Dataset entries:
PR #3972, opened 2020-08-07
CA1024: Do not report on tasks return types

### LINKED ISSUE #3877: Update CA1024 to not report on get method return tasks
#### Analyzer package

#### Package Version

v3.3.0-beta1.final (Latest pre-release)

#### Diagnostic ID

Example: [CA1024](https://docs.microsoft.com/visualstudio/code-quality/ca1024)

#### Repro steps

Over simplified repro:

```csharp
using System.Threading.Tasks;
public class Something
{
    public Task GetContent()
    {
        return null;
    }
}
```

#### Expected behavior

No diagnostic reported. The docs states that 

> Properties should behave as if they are fields; if the method cannot, it should not be changed to a property.

having `Task`/`ValueTask` return type usually imply there will be some async/await going-on and I don't think it's a good practice for a property.

#### Actual behavior

Diagnostic is reported.

Evangelink:
Fix #3877

### DIFF
--- a/src/NetAnalyzers/Core/Microsoft.CodeQuality.Analyzers/ApiDesignGuidelines/UsePropertiesWhereAppropriate.cs
+++ b/src/NetAnalyzers/Core/Microsoft.CodeQuality.Analyzers/ApiDesignGuidelines/UsePropertiesWhereAppropriate.cs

▸ **WORK INSTRUCTION**: In the records above, find each line holding "docs" and copy it.

▸ **RESPONSE AREA**:
Example: [CA1024](https://docs.microsoft.com/visualstudio/code-quality/ca1024)
No diagnostic reported. The docs states that 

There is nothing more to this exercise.